Getting started with ML: Colab or self-hosted Jupyter?

The basic trade off is well-known. If you use an online VM like Google's Colab or Amazon's EC2 instances, you don't need hardware, but the cost of running the VMs will get expensive later. If you self-host, you need to buy some dedicated hardware, most likely a graphics card.

TLDR: use Colab

But as a beginner, this trade off doesn't come into play yet, since most tutorials will train models within minutes. As a beginner, I need an easy to set up environment. In this case, Colab wins hands down. Go to https://colab.research.google.com, and that's it, you can type in your first instructions.

Self-hosting

If you want to self-host, you have lots to consider:

  • First you need to install Python.
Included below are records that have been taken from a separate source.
PR #4424, opened 2024-11-20
IRONN-264 visit_month was being cached in translated form.

pbugni:
looking up visit_month now always returns english version, which may be cached.  `translate_visit_month()` used by front end where needed.


ivan-c (approved):
Looks good!

PR #4433, opened 2025-03-05
Downgrade setuptools-scm

ivan-c:
Pin setuptools-scm to older version to prevent conflict with setuptools

>ERROR: setuptools==44.1.1 is used in combination with setuptools-scm>=8.x


pbugni (approved):
Thank you for resolving this!

PR #4438, opened 2025-04-02
IRONN-285 add clinician role for accessing patients/page page

achen2401:
address https://movember.atlassian.net/browse/IRONN-285?atlOrigin=eyJpIjoiMzI0NjQxMWI1ZmNmNDQ5Nzg5NjZlNTVjNGMxYTY3ZDciLCJwIjoiaiJ9&linkSource=email

- allow user with Clinician role only to access the `patients/page` page (this is the API endpoint that the frontend hits to retrieve records for each page of the patients list)

### DIFF
--- a/portal/views/patients.py
+++ b/portal/views/patients.py
@@ -140,6 +140,7 @@ def sort_query(query, sort_column, direction):
 
 @patients.route("/page", methods=["GET"])
 @roles_required([
+    ROLE.CLINICIAN.value,
     ROLE.INTERVENTION_STAFF.value,
     ROLE.STAFF.value,
     ROLE.STAFF_ADMIN.value])


mcjustin:
@achen2401  can you please grant the same to `PRIMARY_INVESTIGATOR`?

pbugni:
Hmm, I'm not so sure about this fix.

We didn't previously give clinicians (or PIs, who i believe are also always clinicians) access to the patient list, which is what this does.

Did that requirement change?

achen2401:
> @achen2401 can you please grant the same to `PRIMARY_INVESTIGATOR`?

@mcjustin I think `clinician` role probably suffices as when an account is granted the PRIMARY_INVESTIGATOR role, the code will check whether the Clinician, Staff or Staff Admin role is also added:

Screenshot 2025-04-02 at 4 31 06 PM

pbugni (approved):
Good fix, thank you @achen2401 .

When setting up server side pagination, the roles used for top level `/patients` view were copied - we missed the need for `/patients/substudy` to be able to request a page of patients when the user only had the `CLINICIAN` role.

mcjustin (approved):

You'll have to make sure you use Python 3, and not Python 2.
  • Then you need to install pip, and understand how to install packages with it.
  • On Jupyter's website, they show how to install the package using a few environment managers like conda or voilà.
  • Indeed you don't want to pollute your local environment. Also because ML-related packages are quite brittle when it comes to dependencies, you want an environment manager for your packages. It turns out there are a few out there and just figuring out which to use will take a you a while.

Environment managers

From a quick search you'll find out that there are three main environment managers: virtualenv, pipenv, conda. I've used virtualenv before and it's alright. Then pipenv is supposedly the newer alternative, which provides a slightly cleaner command line interface. Finally there's conda, which Jupyter mentions.

If you choose conda, you have the choice between mini conda and Anaconda. Anaconda comes preinstalled with a bunch of packages related to data science. See conda install page. To be honest, I'd rather have a clean slate to make sure I install only the packages I need, instead of downloading the internet, and not getting the latest packages.

When I transition into self-hosted Jupyter, I'll use pipenv.